I no longer worry about convenience, but I remember when I did. My wife bought me a gasser (pre-pellet era) because I wasn't Weber Kettling enough. I used the gasser for several years, and yes, it was convenient, but the flavor just wasn't the same as the Kettle. No matter how much I tried, I could not get the woody flavor I was missing. Out came the Kettle when I decided to learn to smoke meat. The gasser is a rusted out cabinet for my propane bottle(s) and single-burner Camp Chef coffee roaster. I have zero interest in a pellet grill/smoker but certainly understand the allure. Sometimes expectations and reality meet; sometimes, they don't.


----------



## Berettaclayshooter (Oct 10, 2020)

I don't own a pellet, A friend does and his pulled pork was great that i had form it.  Another friend has a MES and I DID NOT like what came off of it, maybe it was because it was pretty new to him.  But the meat tasted like a poorly run fire on an offset.  I personally feel it's cheating if your not cooking with live fire and feel that's the best way for me anyway.  Yes it is a hassle at times, but I know going into a cook that my day is devoted to the cook.


----------



## Hawging It (Oct 10, 2020)

Got 2 stick burners and love em.
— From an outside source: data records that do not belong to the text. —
PR #2929, opened 2022-07-29
Make serialization discovery opt-in

sbomer:
Fixes https://github.com/dotnet/linker/issues/2924

Serialization discovery is an undocumented quirk that exists for back-compat in xamarin scenarios. We turned it on by default in .NET 6, but would like to remove such quirks from the default options in .NET 7.

This changes the (undocumented) command-line option to be opt-in. Xamarin SDKs will be expected to pass this option by setting `<_ExtraTrimmerArgs>--enable-serialization-discovery</_ExtraTrimmerArgs>`.


vitek-karas (approved):
Assuming we will go and set this in Xamarin repos ASAP, to make sure we don't break them...

PR #2930, opened 2022-07-29
Include all warnings under suppression setting

sbomer:
`SuppressTrimAnalysisWarnings` now includes all warning codes produced by
the linker or trim analyzer. Previously, only warnings in the
"Trim analysis" category (see MessageSubCategory.cs) were suppressed by
this setting.

This makes the logic more future-proof so we don't need to keep adding
new warning codes to the list.

This does change the behavior a bit. It includes warnings that weren't previously
part of the list. Additionally, previously if you set:
```xml
<EnableTrimAnalyzer>true</EnableTrimAnalyzer>
<SuppressTrimAnalysisWarnings>true</SuppressTrimAnalysisWarnings>
```
you wouldn't see trim analysis warnings from the analyzer. With this change, you will.
Similarly, previously if you set
```xml
<ILLinkWarningLevel>5</ILLinkWarningLevel>
<SuppressTrimAnalysisWarnings>true</SuppressTrimAnalysisWarnings>
```
you wouldn't see trim analysis warnings, but after this change you will.

The SDK defaults are imported after the ILLink targets so I think no SDK
changes are needed:
https://github.com/dotnet/sdk/blob/main/src/Tasks/Microsoft.NET.Build.Tasks/targets/Microsoft.NET.Sdk.Analyzers.targets#L80-L81


src/ILLink.Tasks/build/Microsoft.NET.ILLink.targets
```diff
@@ -59,38 +59,8 @@ Copyright (c) .NET Foundation. All rights reserved.
...
-    <NoWarn>$(NoWarn);IL2107;IL2117</NoWarn>
-    <!-- Unannotated type derived from base type with RequiresUnreferencedCode -->
-    <NoWarn>$(NoWarn);IL2109</NoWarn>
-    <!-- Reflection access to members with DynamicallyAccessedMembers requirements -->
-    <NoWarn>$(NoWarn);IL2110;IL2111;IL2114;IL2115</NoWarn>
-    <!-- Reflection access to members with RequiresUnreferencedCode -->
-    <NoWarn>$(NoWarn);IL2112;IL2113</NoWarn>
-    <!-- Reflection access to compiler-generated code -->
-    <NoWarn>$(NoWarn);IL2118;IL2119;IL2120</NoWarn>
+    <ILLinkWarningLevel Condition="'$(ILLinkWarningLevel)' == ''">0</ILLinkWarningLevel>
```
agocke, line 62: Maybe warn or error instead of not setting it? I think these settings are in conflict and we should probably signal there's something wrong.

Also, I think SuppressTrimAnalysisWarnings should take precedence.

agocke: This might be different from EnableTrimAnalyzer, as I could see wanting to just disable the linker.

agocke: Hmm. That makes sense. Maybe warn for both?

vitek-karas: Do we have some mechanism where `WarningLevel` influences `ILLinkWarningLevel`, or are those completely separate?
(Honestly I thought we didn't have `ILLinkWarningLevel` at all - since we only have `NoWarn` and there's no `ILLinkNoWarn`).

vitek-karas: > What should be the preferred way to enable analyzer warnings but not linker warnings?

I don't think this needs to be "easy" - should be rare to want this
But I guess the `SuppressTrimAnalysisWarnings`/`EnableTrimAnalyzer` makes more sense in this case.

I think I came around to what the code does in this PR as-is. It's not perfect, but at least it makes logical sense :-)

vitek-karas (approved):

PR #2931, opened 2022-07-29
Add another local function branch removal test

sbomer:
This is like the existing test, but additionally shows a visible
difference in the warning behavior. When the warning is produced for
generic arguments rather than dataflow, it will show up even if we don't
do dataflow for the local function whose callsite was removed.

When branch removal breaks the link between the local function and
its user method, this can result in warning suppressions that don't
take effect.

We could use the desired warning behavior to decide what the fix
needs to do (whether it should do compiler-generated owning method
detection before vs after constant propagation for the method).

### DIFF
--- a/test/Mono.Linker.Tests.Cases/DataFlow/CompilerGeneratedCodeInPreservedAssemblyWithWarning.cs
+++ b/test/Mono.Linker.Tests.Cases/DataFlow/CompilerGeneratedCodeInPreservedAssemblyWithWarning.cs
@@ -1,4 +1,4 @@
-﻿// Copyright (c) .NET Foundation and contributors. All rights reserved.
+// Copyright (c) .NET Foundation and contributors. All rights reserved.
 // Licensed under the MIT license. See LICENSE file in the project root for full license information.
 
 using System;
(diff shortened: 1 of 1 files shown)


test/Mono.Linker.Tests.Cases/DataFlow/CompilerGeneratedCodeInPreservedAssemblyWithWarning.cs
```diff
@@ -0,0 +1,71 @@
...
+			// Generic argument warnings from the local function will not be suppressed
+			// by RUC on the user method.
+			[RequiresUnreferencedCode ("--" + nameof (Inner) + "." + nameof (WithLocalFunctionInner) + "--")]
+			public static void WithLocalFunctionInner ()
+			{
+				if (AlwaysFalse) {
+					LocalWithWarning<int> ();
+				}
+
+				[ExpectedWarning ("IL2091", ProducedBy = ProducedBy.Trimmer)]
```
vitek-karas, line 42: We should probably create an issue for this and link it here.

BTW: I don't think it's important to fix this... bust still.

vitek-karas (approved):

PR #2933, opened 2022-07-30
Minor refactoring to DAMCodeFixProvider

Youssef1313:
- `GetAttributeArguments` will always return the same attribute argument. So I'm returning unconditionally.
- Moved to symbol comparison instead of string comparison when comparing attribute.
- Moved `GetAttributeArguments` into `AddAttributeAsync`

FYI @iserrato


iserrato:
Adapted argument generation move to `AddAttributeAsync` into most recent version of DAM Code Fix.
https://github.com/dotnet/linker/pull/2985

iserrato (commented):
thanks for working on this! we changed the way attributes are generated, but moving the actually creation of the attribute to AddAttributeAsync is a good catch.

PR #2940, opened 2022-08-02
Redundant suppressions on events and properties

jkurdek:
Redundant suppressions detection for suppressions introduced in #2925.
\cc @vitek-karas, @tlakollo


vitek-karas (approved):
Thanks!

PR #2942, opened 2022-08-03
New constraint on a generic argument involved in MakeGenericType/Method should warn

vitek-karas:
For correctness linker must be able to validate that generic parameters with new constraint will have their default .ctor preserved. If that can't be guaranteed, it needs to warn.

Added tests for cases around this.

Want a WSM 22” to add to the arsenal.


----------



## bbqbrett (Oct 12, 2020)

I use an offset and love it but I love tending to the fire etc.  On the other hand I have both friends and family that still put out some pretty decent food with pellets.  I think you got to follow your main feeling on this but if there is a way for you to have both that would be the way to go.  I don't have a pellet smoker myself but there are definitely times the convenience would be nice.


----------



## Watchinfire (Nov 27, 2020)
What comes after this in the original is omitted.